The seeds that Baldwin sowed in 1570 took root and resurfaced centuries later into what we now call horror fiction. Baldwin’s novel has fallen into relative obscurity and has gone largely unnoticed by horror fans. Ringler and Flachmann subtitled their 1988 edition of Beware the Cat as The First English Novel, but this edition is currently out of print. If Beware the Cat should ever be issued an updated edition, it would be fitting to rebrand it as the first English horror novel so that Baldwin’s text could be discovered and appreciated by a new audience. 


Works Cited

Baldwin, William, William A. Ringler, and Michael Flachmann. Beware the Cat: The First English Novel.
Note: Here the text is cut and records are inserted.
PR #14256, opened 2022-12-05
fix: reloading an active conversation is jumping onto wrong conversation(ACC-268)

arjita-mitra:
<table>
<td>
  <a href="https://wearezeta.atlassian.net/browse/ACC-268" title="ACC-268" target="_blank">SubtaskACC-268</a>  9.2.4.3 Focus order for chat content area
  </td></table>
  <br />
 

----

- The **PR Title**
  - reloading an active conversation is jumping onto wrong conversation and the conversation id in the url is wrong
  
- The **PR Description**
  -  reloading an active conversation is jumping onto wrong conversation and the conversation id in the url is wrong
  - this is caused by a resetting history param logic which is suppose to reset the last message focus on app load
----

# What's new in this PR?

### Issues

- reloading an active conversation is jumping onto wrong conversation and the conversation id in the url is wrong

### Solutions

- instead of running the history state reset for every conversation, run it on app initialisation only once

#### How to Test

- open a conversation, now reload the app. The conversation id in the URL should't change.

### DIFF
--- a/src/script/page/AppMain.tsx
+++ b/src/script/page/AppMain.tsx
@@ -145,7 +145,7 @@ const AppMain: FC<AppMainProps> = ({
       }
     };
 
-    // on conversation/app load reset last message focus to ensure last message is focused
+    // on app load reset last message focus to ensure last message is focused
     // only when user enters a new conversation using keyboard(press enter)
     const historyState = window.history.state;
     if (historyState && !!historyState.eventKey) {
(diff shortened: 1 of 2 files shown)


src/script/page/AppMain.tsx
```diff
@@ -145,6 +145,14 @@ const AppMain: FC<AppMainProps> = ({
       }
     };
 
+    // on conversation/app load reset last message focus to ensure last message is focused
+    // only when user enters a new conversation using keyboard(press enter)
```
atomrc:
```suggestion
    // on app load reset last message focus to ensure last message is focused
    // only when user enters a new conversation using keyboard(press enter)
```

atomrc (approved):

atomrc (approved):

PR #14270, opened 2022-12-08
refactor: Cleanup file dropping/pasting in InputBar

atomrc:


src/script/components/InputBar/InputBar.tsx
```diff
@@ -65,6 +52,11 @@ import {formatLocale, TIME_IN_MILLIS} from 'Util/TimeUtil';
 import {formatBytes, getSelectionPosition} from 'Util/util';
 
 import {getRichTextInput} from './getRichTextInput';
+import {useDropFiles} from './hooks/useDropFiles';
+import {useFilePaste} from './hooks/useFilePaste';
+import {useResizeTarget} from './hooks/useResizeTarget';
+import {useScrollSync} from './hooks/useScrollSync';
+import {useTextAreaFocus} from './hooks/useTextAreaFocus';
```
atomrc, line 59: Since those hooks are only used here, they can be put right next to the input component

PatrykBuniX (approved):
Looks good

src/script/components/InputBar/hooks/useFilePaste.ts
```diff
@@ -0,0 +1,38 @@
...
+      if (event.clipboardData?.types.includes('text/plain')) {
+        return;
+      }
+      // Avoid copying the filename into the input field
+      event.preventDefault();
+      const files = event.clipboardData?.files;
+      if (files) {
+        onFilePasted(files);
+      }
+    };
```
przemvs, line 34: WDYT to move it outside useEffect? 🤔

atomrc: This was to avoid re-creating it on each render (and not needing to put it in the dependencies)

I could have used a use callback as well, but it's just more code and duplicated dependencies

PR #14276, opened 2022-12-08
refactor: file upload

PatrykBuniX:
Refactor of file upload code in `Conversation` and `InputBar` components.


src/script/page/RootProvider.tsx
```diff
@@ -28,8 +28,15 @@ interface RootProviderProps {
...
 
-export {RootProvider};
+export const useMainViewModel = () => {
+  const context = useContext(RootContext);
+  if (!context) {
+    throw new Error('MainViewModel was not initialised');
+  }
+
+  return context;
+};
```
PatrykBuniX, line 42: We're always passing `MainViewModel` to `RootProvider` so this should be totally fine and typesafe (no need to check for possible null inside `Conversation` component)

src/script/components/InputBar/hooks/useDropFiles.ts
```diff
@@ -40,16 +45,14 @@ export const useDropFiles = (selector: string, onFileDropped: (files: File[]) =>
...
-    }
+    return () => {
+      elementRef.removeEventListener('drop', handleDrop);
+      elementRef.removeEventListener('dragover', onDragOver);
+    };
+  }, [elementRef, onFileDropped]);
 
-    return () => undefined;
-  }, [onFileDropped, selector]);
+  return {ref: setElementRef};
```
PatrykBuniX, line 57: We return ready to use ref setter - no need to pass any info about element we want to use it on.

PatrykBuniX: inspiration: https://usehooks-ts.com/react-hook/use-element-size

src/script/components/InputBar/InputBar.tsx
```diff
@@ -663,25 +576,14 @@ const InputBar = ({
     }
   };
 
-  /**
-   * higher order function to check if file sharing is enabled.
-   * If not enabled, it will show a warning modal else will return the given callback
-   *
-   * @param callback - function to be called if file sharing is enabled
-   */
-  function checkFileSharingPermission<T extends (...args: any[]) => void>(callback: T): T | (() => void) {
```
PatrykBuniX, line 675: I don't think this util makes sense now since we've moved a function that wrapped with it to Conversation component. We'd need to pass this function down here, what does not make sense since we got access to `isFileSharingSendingEnabled`. WDYT?

atomrc: humm the point of this was to deduplicate this condition and showing the error. Now it's duplicated again sadly (you have the same condition in the `Conversation` component)

src/script/components/InputBar/hooks/useDropFiles.ts
atomrc: dddaaammmnnn, this is good api. I think we could use that same idea for fadingscrollbar as well 😱

przemvs (approved):

src/script/components/Conversation/utils/checkFileSharingPermission.ts
```diff
@@ -0,0 +1,45 @@
...
+
+/**
+ * higher order function to check if file sharing is enabled.
+ * If not enabled, it will show a warning modal else will return the given callback
+ *
+ * @param callback - function to be called if file sharing is enabled
+ */
+
+export const checkFileSharingPermission = <T extends (...args: any[]) => void>(callback: T): T | (() => void) => {
+  const teamState = container.resolve(TeamState);
```
PatrykBuniX, line 34: since it's a singleton I think it can live in separate file

src/script/components/Conversation/Conversation.tsx
```diff
@@ -119,12 +135,104 @@ export const Conversation: FC<ConversationProps> = ({
     }
   }, [readMessagesBuffer.length]);
 
-  if (!mainViewModel) {
-    return null;
-  }
+  const uploadImages = useCallback(
+    (images: File[]) => {
+      if (!activeConversation) {
```
arjita-mitra: can we combine them in one if with || ?

arjita-mitra: if (!activeConversation || isHittingUploadLimit(images, repositories.asset)) {
    return;
}

V-Gira (approved):

src/script/components/Conversation/Conversation.tsx
```diff
@@ -119,12 +135,104 @@ export const Conversation: FC<ConversationProps> = ({
...
+      }
 
-  const {content: contentViewModel} = mainViewModel;
-  const {conversationRepository, repositories} = contentViewModel;
+      for (const image of Array.from(images)) {
+        const isImageTooLarge = image.size > CONFIG.MAXIMUM_IMAGE_FILE_SIZE;
+
+        if (isImageTooLarge) {
+          const isGif = image.type === 'image/gif';
+          const maxSize = CONFIG.MAXIMUM_IMAGE_FILE_SIZE / 1024 / 1024;
```
arjita-mitra: you can add a const for 1024

src/script/components/Conversation/Conversation.tsx
```diff
@@ -119,12 +135,104 @@ export const Conversation: FC<ConversationProps> = ({
...
+
+          showWarningModal(
+            t(isGif ? 'modalGifTooLargeHeadline' : 'modalPictureTooLargeHeadline'),
+            t(isGif ? 'modalGifTooLargeMessage' : 'modalPictureTooLargeMessage', maxSize),
+          );
+
```
arjita-mitra: do we need a new line here?

src/script/components/Conversation/Conversation.tsx
```diff
@@ -119,12 +135,104 @@ export const Conversation: FC<ConversationProps> = ({
...
+          return;
+        }
+      }
+
+      repositories.message.uploadImages(activeConversation, images);
```
arjita-mitra, line 159: do we need a new line here too? it looks too spacious to me.

src/script/components/Conversation/utils/checkFileSharingPermission.ts
```diff
@@ -0,0 +1,45 @@
...
+
+  if (teamState.isFileSharingSendingEnabled()) {
+    return callback;
```
przemvs, line 37: This callback works ? Without running it ? 🤔

PatrykBuniX: Yeah, this is the assumption of HOF - Higher Order Function - this is a function that returns other function (we can call or pass it on later) 😄

arjita-mitra (changes requested):

src/script/components/Conversation/utils/checkFileSharingPermission.ts
przemvs: Ahh.. you're right :D

src/script/components/Conversation/Conversation.tsx
PatrykBuniX: sure 😄

src/script/components/Conversation/Conversation.tsx
PatrykBuniX: I find it more readable, we know its separate functionality

arjita-mitra (approved):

Huntington Library. 1988.

“Beware the Cat—William Baldwin.” Lit234.com. 2013.  

Bratcher, James T. “The Grimalkin Story in Baldwin’s Beware The Cat.” Notes & Queries53.4 (2006): 428. Web. 20 Mar. 2014.

Litherland, Neal. “Grimalkin: Witch Familiars or Old, Ornery Cats?” Yahoo Voices. 5 December 2001.

Maslen, Robert. “‘The Cat Got Your Tongue’: Pseudo-Translation, Conversion, And Control In William Baldwin’s “Beware The Cat.” Translation & Literature 8.1 (1999): 3. Academic Search Premier.

Poe, Edgar Allan. Complete Stories And Poems Of Edgar Allan Poe. Reissue Edition. Doubleday Books. 1984. Print.

Rhodes, Chloe. Black Cats and Evil Eyes: A Book of Old-Fashioned Superstitions. London: Michael O’Mara, 2014.

Ringler, William A. “Beware The Cat And The Beginnings Of English Fiction.” Novel: A Forum On Fiction 12.(1979): 113-126. Humanities & Social Sciences Index Retrospective: 1907-1984 (H.W. Wilson). 18 February 2014.

Rogers, Katharine M. The Cat and the Human Imagination. The University of Michigan Press,.1998.

Shelley, Mary Wollstonecraft. Frankenstein or, The Modern Prometheus. Berkeley and Los Angeles: University of California Press, 1984. London, Michael

 “What is Horror Fiction?” Horror.Org. Horror Writers Association. 2009. 21 February 2014.

“William Baldwin.” Matthew, H.C.G., and Brian Howard Harrison. Oxford Dictionary of National Biography: In Association with the British Academy: from the Earliest Times to the Year 2000 / Edited by H.C.G. Matthew and Brian Harrison. Oxford University Press. 2004.